En hoe het rapport te downloaden nadat het is voltooid? Om dit te doen, zullen we een andere methode schrijven:

http://server.com/getDocument

De server slaat HttpSessioninformatie over ons document op en zodra het document is gegenereerd, geeft de server het terug.

Geweldige aanpak. Of niet?

De aanpak is echt verschrikkelijk. Het punt is dat de server het documentnummer moet onthouden. Met andere woorden, om nieuwe methodeaanroepen goed te kunnen verwerken, moet de server de resultaten onthouden van het aanroepen van eerdere methoden.

Op internet is dit een groot probleem.
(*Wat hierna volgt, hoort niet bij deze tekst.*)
PR #1760, opened 2025-02-25
DRIVERS-2915 Add ENVIRONMENT auth mechanism property to test URIs

isabelatkinson:
Tested in https://github.com/mongodb/mongo-rust-driver/pull/1315.

I didn't file a separate ticket for this as I don't expect other drivers will need to sync these tests. Added an "ENVIRONMENT" entry to a few tests that were failing in the Rust driver due to enforcement of the rule listed [here](https://github.com/mongodb/specifications/blob/master/source/auth/auth.md#mongocredential-properties-6) regarding the combination of "ENVIRONMENT" and "TOKEN_RESOURCE".

- [ ] Update changelog.
    clusters, and serverless).

### DIFF
--- a/source/connection-string/tests/valid-warnings.yml
+++ b/source/connection-string/tests/valid-warnings.yml
@@ -86,6 +86,3 @@ tests:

Het internet kan verdwijnen, de browser kan sluiten. De pagina kan opnieuw worden geladen of er kan per ongeluk op een link worden geklikt, enzovoort. En de server zal doorgaan met het opslaan van megabytes aan gegevens van eerdere gebruikersverzoeken ...

Om comfortabel met de server te werken, kunt u niet verwachten dat u altijd de gegevens van eerdere verzoeken aan de server bij de hand hebt.

Hoe dan methoden van de server aanroepen? Het juiste antwoord zou verschrikkelijk zijn: echt niet!

8.2 REST-aanpak

De programmeurs gingen terug naar de basis en herinnerden zich dat het verzoek aanvankelijk het pad naar het bestand op de server bevatte:

http://server.com/path?params

En we besloten om deze aanpak maximaal te gebruiken.

Nu wordt de server beschouwd als een opslagplaats van gegevens die voor de buitenwereld zichtbaar is in de vorm van een boom .

Als u een lijst van alle gebruikers wilt krijgen, roept u de query aan:

http://server.com/users

Als u gegevens over gebruiker 113 wilt krijgen, voert u de query uit:

http://server.com/users/113

En zo verder, allemaal in dezelfde geest.

Wederom wordt de server gezien als een opslagplaats van data die voor de buitenwereld zichtbaar is in de vorm van een boom.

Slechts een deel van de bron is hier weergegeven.